**WHAT YOU WILL DO**
Report back every line below that carries the word "adaptive".

**RECORDS SUPPLIED**
PR #8389, opened 2026-02-25
fix(core): honor in-session MFA bindings during adaptive MFA submit

darcyYe:
## Summary
This PR fixes an adaptive MFA sign-in issue where users could get stuck in an MFA binding loop after successfully binding a factor in the same interaction, and then strengthens the submit-time MFA validation structure for maintainability and correctness.

## Problem
When adaptive MFA was triggered and the user had no existing MFA factors:
1. User signed in.
2. `submit` returned `user.missing_mfa`.
3. User completed MFA setup and binding (for example TOTP) in the current interaction.
4. A subsequent `submit` could still return `user.missing_mfa`, causing a loop.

**WRITTEN SOLUTION**
fix(core): honor in-session MFA bindings during adaptive MFA submit
This PR fixes an adaptive MFA sign-in issue where users could get stuck in an MFA binding loop after successfully binding a factor in the same interaction, and then strengthens the submit-time MFA validation structure for maintainability and correctness.
When adaptive MFA was triggered and the user had no existing MFA factors:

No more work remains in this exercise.